In Virta’s debut novel, perplexing global and solar events lead scientists to speculate that they’re seeing signs of a prophecy foretold.
Geologists studying seismic activity in Iceland witness light emitting from the open earth, which hovers before flying into the sky. On that same day, December 21, 2012, astronomers Rachel and Dan in Canada watch a gamma-ray burst in Sagittarius A*, the center of the Milky Way galaxy. Similar occurrences take place around the world, including the discovery of a primordial black hole. Rachel and Dan finally turn to end-of-the-world predictions, namely the Mayans’ belief of a “final alignment” and the biblical lake of fire. This intelligently written novel focuses the bulk of its narrative on Rachel, Dan and geologist Greg as they generate theories. This sometimes comes at the expense of character development, as the relationships among the chief scientists remain professional. Regardless, the villain of the piece is unquestionable: Canadian observatory director Dr. Bentov, an overt misogynist who’s either acting as a hindrance to Rachel or shamelessly stealing her credit. The bountiful scientific parlay doesn’t dilute stellar scenes such as Greg and Rút trying to outrun a glacial burst or noteworthy hurdles like the Catholic Church’s resistance to alternate readings of the Bible.
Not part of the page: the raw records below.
PR #228, opened 2019-07-14
Add TypeScript Support

skovy:
_Note: this is a branch off https://github.com/reactjs/react-codemod/pull/227 and it must be merged first._

## Motivation

Now that [`jscodeshift`](https://github.com/facebook/jscodeshift) supports TypeScript (added in [`v0.6.0`](https://github.com/facebook/jscodeshift/releases/tag/v0.6.0)) the `react-codemod` scripts can also support TypeScript without any custom logic.
 
Resolves https://github.com/reactjs/react-codemod/issues/206.

## Changes

- Upgrade to the latest version of `jscodeshift` to get parser support for TypeScript
- Update the `defineTest` helper in `jscodeshift`
    - The current helper doesn't allow a way to dynamically define the parser
    - The current helper assumes the file is always `.js` (not true for TypeScript)
- Fix tests to define the `parser` for those that need it (some flow tests that now break with the newer version of `jscodeshift`)
- Add basic tests for a TypeScript scenario for renaming deprecated lifecycle methods
- Update the `rename-unsafe-lifecycles` to also replace `ClassMethod` for TypeScript classes

## Testing

- [x] Tested against a TypeScript React public codebase: https://github.com/codesandbox/codesandbox-client/pull/2159
- [ ] https://github.com/reactjs/react-codemod/pull/227 and https://github.com/facebook/jscodeshift/pull/332 changes must first be merged, until then
    - Clone `jscodeshift` locally and checkout the branch with the necessary changes
    - In the `jscodeshift` directory `yarn link`
    - In this directory, `yarn link jscodeshift`
- [ ] `yarn test`

PR #236, opened 2019-07-27
Add TypeScript tests for the rename-unsafe-lifecycles transform

skovy:
Only the tests from https://github.com/reactjs/react-codemod/pull/228.

The transform has to be mocked because `jscodeshift` doesn't support testing other parsers/file extensions.

I named the examples `class.tsx.input.js` (must be `js` to match what `jscodeshift` expects) but still keep the `tsx` to help show that it's expected to actually be a TSX file (and can be if something like https://github.com/facebook/jscodeshift/pull/332 is merged). Happy to remove this and keep it only `class.input.js` 😕

### DIFF
--- a/transforms/__tests__/rename-unsafe-lifecycles-test.js
+++ b/transforms/__tests__/rename-unsafe-lifecycles-test.js
@@ -10,12 +10,6 @@
 
 'use strict';
 
-jest.mock('../rename-unsafe-lifecycles', () => {
-  return Object.assign(require.requireActual('../rename-unsafe-lifecycles'), {
-    parser: 'flow'
-  });
-});
-
 const tests = [
   'arrow-functions',
   'create-react-class',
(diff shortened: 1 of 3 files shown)


transforms/__tests__/rename-unsafe-lifecycles-test.js
```diff
@@ -30,12 +24,53 @@ const tests = [
...
+          require.requireActual('../rename-unsafe-lifecycles'),
+          {
+            parser: 'flow'
+          }
+        );
+      });
+    });
+
+    afterEach(() => {
+      jest.resetModules();
```
skovy: This was necessary to clear the `jest.mock` above, otherwise the following `typescript` block was ran with the `flow` parser because of the above mock. [Jest Docs](https://jestjs.io/docs/en/jest-object.html#jestresetmodules).

Thought about doing a `beforeAll`/`afterAll` since all the flow tests need the same mock, or promoting this `afterEach` to the top-level `describe`. Thought this was cleaner to run before/after every test and keep it specific to where it's needed but happy to change.

skovy:
@threepointone RE: https://github.com/reactjs/react-codemod/pull/228#issuecomment-515705420

Here's an attempt at adding test cases for TypeScript. It works but it's not elegant. Not sure if it's better to have no tests or these hacky tests (relying on `Object.assign` and file extensions that end with `.js`). Let me know what you think! 👍

threepointone:
Looks good to me! Thank you for doing this, appreciate the weekend effort.

skovy:
@threepointone definitely, thanks for the reviews! If any new transforms get added in future React releases feel free to tag me and I can test on a larger TypeScript codebase and add tests if needed 👍 For the most part the ASTs seem to be pretty similar but there was that one difference with the class methods. _(haven't tried any of the other transforms so those might have different issues)_

FDiskas:
```
npx react-codemod rename-unsafe-lifecycles --parser tsx
```
does not works in my case. All *.tsx files was skiped and `componentWillReceiveProps` was not renamed to `UNSAFE_componentWillReceiveProps`

For me looks like tests does nothing

threepointone:
@fdiskas please file a fresh issue with a reproducing example (like a git repo).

The author mostly plays it safe: The Mayan end-date is considered accurate, despite the story’s chronology extending past 2012, while a skeptical priest is offset by an empathetic, academic bishop. Such an approach allows the inclusion of a rather brilliant scientific translation of the great flood of the Bible, supporting both evolution and creation. The story leaves much open to interpretation, including the central idea of Sheol, which is seen as purgatory, hell or Earth itself.
A story that may not have the answers, but one that tries to understand the complexities of the universe and humanity.